Her sufferings only intensified in the schoolyard where she was left out of the girls’ rough games. No one wanted her on their team. “I did not know how to play like the other children, and I was not much fun for them, but I did do my best to join in, even though it was never any good,” the Saint sadly admits in her autobiography.
“Something like a veil spread over all her rich gifts from God,” wrote her sister Celine about this trying time in her little sister’s life. “The reason she was so overlooked was her great shyness, which made her irresolute and paralyzed her in everything she attempted. In fact she constantly called forth unfavorable judgments because she said almost nothing and always let others speak.”

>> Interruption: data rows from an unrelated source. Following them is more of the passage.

PR #4470, opened 2021-02-20
interface: fixes miniprofile layout, restores actions

jamesacklin:
Conforms the mini-profile layout to design spec. Also normalizes the cursor appearance within the mini-profile and restores the `history.push` actions (whoops).

Here are a few instances of mini-profiles in ascending order of complexity.

A mini-profile with nothing set:
image

A mini-profile with display name set:
image

A mini-profile with display name and avatar set:
image

A mini-profile with display name, avatar, and status set:
image

My own mini-profile:
image

Fixes urbit/landscape#461

### DIFF
--- a/pkg/interface/src/views/apps/chat/components/ChatMessage.tsx
+++ b/pkg/interface/src/views/apps/chat/components/ChatMessage.tsx
@@ -226,6 +226,7 @@ export const MessageAuthor = ({
   api,
   associations,
   groups,
+  history,
   scrollWindow,
   ...rest
 }) => {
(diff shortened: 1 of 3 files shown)


matildepark:
@urcades did we want header images in these cards?

urcades:
@matildepark we did not want them in cards — for now! 

It's a question worth asking, but one we are intentionally pushing back for the time being. Trying to keep these cards rather bare for the time being as their action set expands (first with messaging/status, soon with payments).

matildepark (approved):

“Thus Therese was lonely, plunged into that bitter and humiliating loneliness which is not self-elected, but imposed by others,” Goerres writes.
This painful period lasted two full years. Her only escape was found while waiting for her father to come for her at the end of each day when she would slip into the church and sit with her “only friend” – Jesus in the Tabernacle. Every night her wounded heart would be soothed by the family’s praise of “good marks” in school and showered her with the love and affection she never received at school.
Significantly, her father and siblings knew little about these hardships. Just as she had done at the age of four when her mother died, Therese said very little about what was going on inside her. The family only learned the full extent of the sufferings she endured during this period in her life when they read her autobiographical notes years later.
Even today, we tend to see only the lovely side of the life of the Little Flower of Lisieux, the flowery piety and Victorian niceness of her day. It’s hard to even imagine her suffering the heartbreaking scourge of bullying, but that she did, and for almost two years!
Because of the attention society has brought upon the problem of bullying, we now know that Therese suffered the classic symptoms of the bullied, particularly in the constant headaches she experienced and keeping the nasty details of the abuse to herself. The bullied frequently suffer in silence because they fear being a tattletale or are simply too ashamed to admit how they are being treated. https://www.stopbullying.gov/bullying/warning-signs
The good news is that we have an intercessor in heaven to help those of any age who suffer from bullying. Even though it’s not an official title, anyone who is experiencing alienation or mockery from others, including those of us who are being marginalized for our faith, can turn to the little Saint of Lisieux who understands this deep personal pain only too well.
As we prepare for her feast day on October 1, let’s turn to her in prayer for all those who are being bullied.
Dearest St. Therese, you who once knew the cruelty of bullying, come to the aid of all those people who are enduring any kind of bullying – physically or emotionally – in our world today. Pray for them that God will give them the grace to know how undeserving they are of this treatment, and how beautiful they will always be in the eyes of their Creator. Like you once took shelter beside Jesus in the tabernacle, pray that they may take shelter in the arms of God where they can find healing for their wounds, the courage to reach out for help, and the grace they need to forgive their persecutors. We ask all this in the glorious name of Jesus Christ, our Lord and Savior. Amen.